RECORD EXTRACTS:

──────────

PR #299, opened 2018-02-13
Switch to unprivileged execution and prevent access to MPU

saleemrashid:
All tests pass.

Attempts to write to the System Control Space cause a hard fault (perhaps there's a more specific fault handler we can enable for this?)


prusnak:
👍

PR #301, opened 2018-02-18
Fixing emulator makefile

karel-3d:
Fixing makefile for non-headless emulator.

Taken from @jhoenicke PR here https://github.com/trezor/trezor-mcu/pull/295 (thx @saleemrashid for tip)

for some reason, git reversed which part of Makefile is actually moved :))

### DIFF
--- a/Makefile.include
+++ b/Makefile.include
@@ -91,8 +91,8 @@ CFLAGS   += -DHEADLESS=1
 else
 CFLAGS   += -DHEADLESS=0
 
-CFLAGS   += $(shell pkg-config --cflags sdl2)
-LDLIBS   += $(shell pkg-config --libs sdl2)
+CFLAGS   += -I/usr/include/SDL2 -D_REENTRANT
+LDLIBS   += -lSDL2
 endif
 
 else
--- a/Makefile.include
+++ b/Makefile.include
@@ -78,6 +78,14 @@ LDFLAGS  += -L$(TOP_DIR) \
 ifeq ($(EMULATOR),1)
 CFLAGS   += -DEMULATOR=1
 
+CFLAGS   += -include $(TOP_DIR)emulator/emulator.h
+CFLAGS   += -include stdio.h
+
+LDFLAGS  += -L$(TOP_DIR)emulator
+
+LDLIBS   += -ltrezor -lemulator
+LIBDEPS  += $(TOP_DIR)/libtrezor.a $(TOP_DIR)emulator/libemulator.a
+
 ifeq ($(HEADLESS),1)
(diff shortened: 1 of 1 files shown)


Makefile.include
```diff
@@ -78,22 +78,23 @@ LDFLAGS  += -L$(TOP_DIR) \
...
 
 LDLIBS   += -ltrezor -lemulator
 LIBDEPS  += $(TOP_DIR)/libtrezor.a $(TOP_DIR)emulator/libemulator.a
+
+ifeq ($(HEADLESS),1)
+CFLAGS   += -DHEADLESS=1
+else
+CFLAGS   += -DHEADLESS=0
+
+CFLAGS   += $(shell sdl2-config --cflags)
```
saleemrashid: NACK at the moment, because it breaks the build on my setup 😆 

TREZOR Core uses `-LSDL2 -LSDL2_Image` and it seems to work for everyone, so maybe we should switch to that for now

https://github.com/trezor/trezor-core/blob/30396f9cf03be20a6198ad1f76139e97c9fcc664/SConscript.unix#L97

karel-3d: Oh I did not want to leave this in, left it by mistake. (That's why git is showing it differently.)

Removing it for now

prusnak:
What's the purpose of second commit?

karel-3d:
The first comment is necessary, because it changes the order of linker flags. libemulator needs libsdl2.

Without the first commit, the flags are, on my PC,

`-lSDL2 -ltrezor -lemulator -L/home/dev/trezor-mcu/ -g3 -ggdb3 -m32  -L/home/dev/trezor-mcu/emulator`

and on my PC, that creates linker  errors like

```
/home/dev/trezor-mcu/emulator/libemulator.a(buttons.o): In function `buttonRead':                      
/home/dev/trezor-mcu/emulator/buttons.c:30: undefined reference to `SDL_GetKeyboardState'              
/home/dev/trezor-mcu/emulator/libemulator.a(oled.o): In function `oledInit':                           
/homedev/trezor-mcu/emulator/oled.c:36: undefined reference to `SDL_Init'                             
```

Reversing the order fixed it. (I copied that from @jhoenicke PR)

The second commit is necessary, because on debian-based systems (for example in the docker), `pkg-config sdl2` doesn't work and `sdl2-config` works, but on arch (and maybe others?), the reverse is true.

So per @saleemrashid tip I added the output of the command directly

prusnak:
OK. Another option would be to fix pkg-config call by using `PKG_CONFIG_LIBDIR=/usr/lib/i386-linux-gnu/pkgconfig`, but then it is again distro specific, so let's use it as you proposed. Thanks.

PR #302, opened 2018-02-18
Add TREZOR_OLED_SCALE variable to emulator

saleemrashid:
Allows scaling the emulator window. Useful for displays with high DPI.

Requested by @karel-3d :smile:

PR #303, opened 2018-02-18
Add docker build script 

karel-3d:
I have added emulator build to docker.

Note that it requires changes from https://github.com/trezor/trezor-mcu/pull/301 

The readme mentions env variable from this PR https://github.com/trezor/trezor-mcu/pull/302

### DIFF
--- a/Dockerfile.emulator
+++ b/Dockerfile.emulator
@@ -1,0 +1,17 @@
+# initialize from the image
+
+FROM debian:9
+
+# install build tools and dependencies
+
+RUN dpkg --add-architecture i386 && \
+    apt-get update && \
+    apt-get install -y \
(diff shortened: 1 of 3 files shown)


prusnak:
TBH I don't really like the change. If you really want to have this I suggest creating `Dockerfile.emulator` with the new contents and update `build-emulator.sh` to use that file (just update `IMAGE` variable to `trezor-mcu-build-emulator` or sth similar and add `-f Dockerfile.emulator` to the `docker build` call in `build-emulator.sh`).

karel-3d:
Good idea

karel-3d:
Is this better?

prusnak:
Much better ❤️

karel-3d:
It seems I am building libopencm3 which is not needed. And I install ARM packages that are not necessary. Should I make a separate PR for that?

prusnak:
Yes, please.

PR #306, opened 2018-02-20
Less paranoid change outputs.

jhoenicke:
- Allow change address to be on the receive chain (..../0/x) (see spesmilo/electrum#3920).
- Allow more than one output to the Trezor, but don't treat it as change.


prusnak:
Thank you!

PR #307, opened 2018-02-21
increase MAX_CHAIN_ID

chr1sn0:
increase MAX_CHAIN_ID to full uint32_t to fit with Pirl's Chain ID (3125659152)


prusnak:
Pirl has chosen a stupid value.

The chain_id is used to compute V value (uint32) of the signature using the following formula:

msg_tx_request.signature_v = v + 2 * chain_id + 35;

So we cannot apply this change.

PR #311, opened 2018-03-02
Indicate own dest address in send dialog

jhoenicke:
If the destination address is controlled by the TREZOR (the wallet set
the address_n field), show the path to the address on the confirm output
dialog in the same format as the "show on Trezor" dialog indicates the
path.

This is useful when claiming coins or sending from legacy to segwit wallet (provided the tool supports it). 

[The patch is a bit larger, because I had to move the `address_n_str` function to the beginning. I didn't change anything in there.]

### DIFF
--- a/firmware/layout2.c
+++ b/firmware/layout2.c
@@ -36,6 +36,122 @@
 
 #define BITCOIN_DIVISIBILITY (8)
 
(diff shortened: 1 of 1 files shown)


prusnak:
Thanks!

──────────

YOUR GOAL: Each line from the one containing "Indicate own dest address in send dialog" through the end of the entries, both included, is to be returned exactly, with no other lines.

RESPONSE BOX:
Indicate own dest address in send dialog

jhoenicke:
If the destination address is controlled by the TREZOR (the wallet set
the address_n field), show the path to the address on the confirm output
dialog in the same format as the "show on Trezor" dialog indicates the
path.

This is useful when claiming coins or sending from legacy to segwit wallet (provided the tool supports it). 

[The patch is a bit larger, because I had to move the `address_n_str` function to the beginning. I didn't change anything in there.]

### DIFF
--- a/firmware/layout2.c
+++ b/firmware/layout2.c
@@ -36,6 +36,122 @@
 
 #define BITCOIN_DIVISIBILITY (8)
 
(diff shortened: 1 of 1 files shown)


prusnak:
Thanks!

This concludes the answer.